This morning we are going to worship back at the same Baptist Church in Nazareth that we went to last Sunday morning. Not the original Nazareth Baptist Church, the Baptist Church with the Pastor who is nearly 90 years of age, but the break away Baptist Church that meets in the Baptist School right next door. Bryson is preaching this morning and we want to support him. Last Sunday we were given head phones so that we could receive a translation from Arabic into English. We wonder if we will be given head phones again this Sunday so that we can receive a translation from Glaswegian into English?
But first, we go down to have breakfast at Villa Nazareth. It turns out that we were the only people staying here last night, despite the fact that there were lots of people in the roof top restaurant for dinner last night. Breakfast is laid out for us on one of the tables in the Breakfast Room … and we are offered omelettes if we would like them … and they turn out to be most delicious!

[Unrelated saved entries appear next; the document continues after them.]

PR #487, opened 2020-01-10
[FAB-17303] Support PrivateDataImplicitCollection properties for private data dissemination

caod123:
#### Type of change
- New feature

#### Description
Currently supports `maxPeerCount` and `requiredPeerCount`

#### Related issues
[FAB-17303](https://jira.hyperledger.org/browse/FAB-17303)


sampleconfig/configtx.yaml
```diff
@@ -72,6 +72,31 @@ Organizations:
...
+        PrivateDataImplicitCollection:
+            # MaxPeerCount is the maximum number of other peers (across authorized organizations)
+            # that each endorsing peer will attempt to distribute the private data to. If an
+            # endorsing peer becomes unavailable between endorsement time and commit time, other
+            # peers that are collection members but who did not yet receive the private data at
+            # endorsement time, will be able to pull the private data from peers the private data
+            # was disseminated to. If this value is set to 0, the private data is not disseminated
+            # at endorsement time, forcing private data pulls against endorsing peers on all authorized
+            # peers at commit time.
+            MaxPeerCount: 1
```
yacovm: >              MaxPeerCount: 1 

why is this 1 by default? Shouldn't it be high like 100 or something?

caod123: Wasn't sure how relevant the sample config was supposed to be. `1` was never supposed to be considered as a default. As a matter of fact currently the property doesn't even need to be specified and will just default to 0 if not specified. Of course this can all be changed to support actual defaults and suggested sample values if necessary. I'm open to suggestions.

yacovm: We don't need to change the code, we should just put here a sane default which is in my opinion, to send to everyone that is eligible.

caod123: Sounds good. I'll talk to @denyeart to see if he has a preference for what it should be.

caod123: Talked to Dave and we decided on no code level default for when the properties aren't specified and a sampleconfig default of `requiredPeerCount: 0` and `maxPeerCount: 1`.

caod123:
@jyellick would you be able to review this?

jyellick (changes requested):
This overall looks pretty good, but you've missed a significant component.  You need to tie processing of this configuration element to the version of the channel capabilities.  Notably, if this config element is specified for pre-v2.0 fabric, the config must be rejected (just as it would be by any pre-v2.0 fabric binary).  Only for channels with the v2.0 channel level capability should allow configurations with this element to be processed.

caod123:
> This overall looks pretty good, but you've missed a significant component. You need to tie processing of this configuration element to the version of the channel capabilities. Notably, if this config element is specified for pre-v2.0 fabric, the config must be rejected (just as it would be by any pre-v2.0 fabric binary). Only for channels with the v2.0 channel level capability should allow configurations with this element to be processed.

Ah I knew I was forgetting something, but I couldn't remember. Thanks for the reminder.

caod123:
@jyellick let me know if that looks about right

common/capabilities/application.go
```diff
@@ -139,6 +139,12 @@ func (ap *ApplicationProvider) StorePvtDataOfInvalidTx() bool {
 	return ap.v142 || ap.v20
 }
 
+// PrivateDataImplicitCollectionConfig returns whether org-specific implicit collection configuration
+// may be specific in the channel application org config.
```
denyeart: specified

sampleconfig/configtx.yaml
```diff
@@ -72,6 +72,31 @@ Organizations:
             - Host: 127.0.0.1
               Port: 7051
 
+        # PrivateDataImplicitCollection stores the configuration for this org's implicit
+        # collection.
+        PrivateDataImplicitCollection:
+            # MaxPeerCount is the maximum number of other peers (across authorized organizations)
```
denyeart: (within the organization)

sampleconfig/configtx.yaml
```diff
@@ -72,6 +72,31 @@ Organizations:
...
+            # that each endorsing peer will attempt to distribute the private data to. If an
+            # endorsing peer becomes unavailable between endorsement time and commit time, other
+            # peers that are collection members but who did not yet receive the private data at
+            # endorsement time, will be able to pull the private data from peers the private data
+            # was disseminated to. If this value is set to 0, the private data is not disseminated
+            # at endorsement time, forcing private data pulls against endorsing peers on all authorized
+            # peers at commit time.
+            MaxPeerCount: 1
+            # RequiredPeerCount is the minimum number of peers (across authorized organizations)
```
denyeart: (within the organization)

sampleconfig/configtx.yaml
denyeart: I would put RequiredPeerCount before MaxPeerCount. That's how it is in the associated collection config doc, and it is most natural to think of dissemination for "0 to 1" peers rather than dissemination for "1 to 0" peers.

denyeart (commented):
I think we're missing the part that wires the new config properties into the runtime. At least, in my tests, I'm still getting dissemination to 0 peers, even though there are two peers in my org that have established gossip connection.

common/channelconfig/applicationorg.go
```diff
@@ -54,6 +60,12 @@ func NewApplicationOrgConfig(id string, orgGroup *cb.ConfigGroup, mspConfig *MSP
 		},
 	}
 
+	if !aoc.Capabilities().PrivateDataImplicitCollectionConfig() {
+		if _, ok := orgGroup.Values[PrivateDataImplicitCollectionKey]; ok {
```
denyeart: Hmmm, I tried not configuring V2_0 capability while PrivateDataImplicitCollection was configured... it got to this 'if' statement, but didn't enter it (didn't return the error as I expected).

denyeart (commented):
We'll also need integration test. If an actual functional test is difficult, at least add to an integration test configtx.yaml to ensure the new config doesn't break anything.

common/capabilities/application.go
caod123: Ack

sampleconfig/configtx.yaml
caod123: Ack

sampleconfig/configtx.yaml
caod123: Ack

sampleconfig/configtx.yaml
caod123: Sounds good, I'm not sure why I had MaxPeerCount first, but I distinctly remember doing so because I saw somewhere it was before Required. I can't find where now so maybe I was just seeing things. I'll swap the orders where necessary.

common/channelconfig/applicationorg.go
caod123: Weird, maybe the key was mispelled. I'll take a look.

caod123:
I pushed the comment updates but left the integration test and capability check since I'm still not sure what's missing to get the config to read properly. I'll keep taking a stab as it but will probably need to sync with @jyellick to dig deeper into the config deserialization to find out what I'm missing/doing wrong.

common/channelconfig/applicationorg.go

It is so nice to be able to leave our hotel and just walk down the road to church. When we get there, there are lots of Americans standing waiting in the school playground. They are a very nice group of people who are staying in Nazareth for a few days, and they have come to worship with us this morning. There are about 45 of them and they take up half the available space in the school hall where the church meets. These Arab Christians are so gracious, however. They just go with the flow, make room, and we all somehow manage to fit in to the hall. Azar leads the worship, so he can translate what he says into English as soon as he has said it. It is lovely to hear the hymns and songs sung in both Arabic and English at the same time as together we attempt to ‘make a joyful noise unto the Lord’.
Bryson does really well. The church is looking at 1 Peter on Sunday mornings, and Bryson has been given a great chunk of 1 Peter 3 to expound. I have a series of sermons on 1 Peter, and I am sure that I actually got at least three sermons out of the passage Bryson has to tackle. It is nice to actually have a whole chunk of Scripture actually read in a service for a change. After the service there is Arabic coffee and yummy cakes served … not too many of our new American friends stop for this … all the more for us then!
After church Julia wants to go for a wander before lunch. There are a few sites we haven’t seen yet here in Nazareth, including Saint Joseph’s Church, built over the alleged site of Joseph’s work shop in Nazareth. It is on the same site as the Roman Catholic Church of the Annunciation. We saw it before when we came in 2004 and we easily find it again, discovering some ruins of ancient Nazareth in the process. I like Saint Joseph’s and the alleged ruins of Joseph’s house in the crypt.
After we have visited this site we go for a long cold drink of fresh lemonade and then I suggest we walk back to Villa Nazareth through the market. There is method to my madness … all the market stalls are shut on a Sunday. Big mistake on my part. There is one stall open by the site of the ancient synagogue … and it sells cashmere scarves for just £4.50! Julia spots one that ‘she just must have’. Sacrificially she decides that she won’t buy it now but wait until Tuesday. She tells the nice Christian Arab shopkeeper, who is keen to sell her a scarf, that she will be back to buy it on Tuesday. But 100 yards further on she changes her mind, and we go back to buy it. ‘Is it Tuesday already?’ asks the nice Arab shopkeeper.
When we get back to Villa Nazareth we discover that our room has not been cleaned, our bed linen has not been changed, and we do not have fresh towels. There doesn’t appear to be anyone around, so we set to and soon have our room ship shape, our beds made, and our wet towels hung up to dry. One of the good things about being here is that the temperature is always around 33 degrees so washing dries quickly even indoors. We have a nice rest, and then get changed and go up to the hotel roof top restaurant for dinner. It is closed! We go to reception and the nice receptionist … who we have nicknamed ‘Awesome’ because every other word is ‘awesome’ (pronounced with an American accent) … tells us that the restaurant is closed because it is Sunday and everybody is off until Monday except her. We ask her where we can get some dinner, and she directs us to a restaurant in the square by the Greek Orthodox Church of the Annunciation … indeed she walks down the road with us and points it out to us. It is actually the only restaurant that appears to be open?
We enjoy a wonderful meal … veal fillet steak and chips … and a couple of glasses of gorgeous red wine. It is yumacious! It costs an arm and a leg but at least it’s not chicken. We walk the short distance back to Villa Nazareth after dinner. ‘How was your meal?’ asks our nice receptionist. ‘Awesome!’ we reply.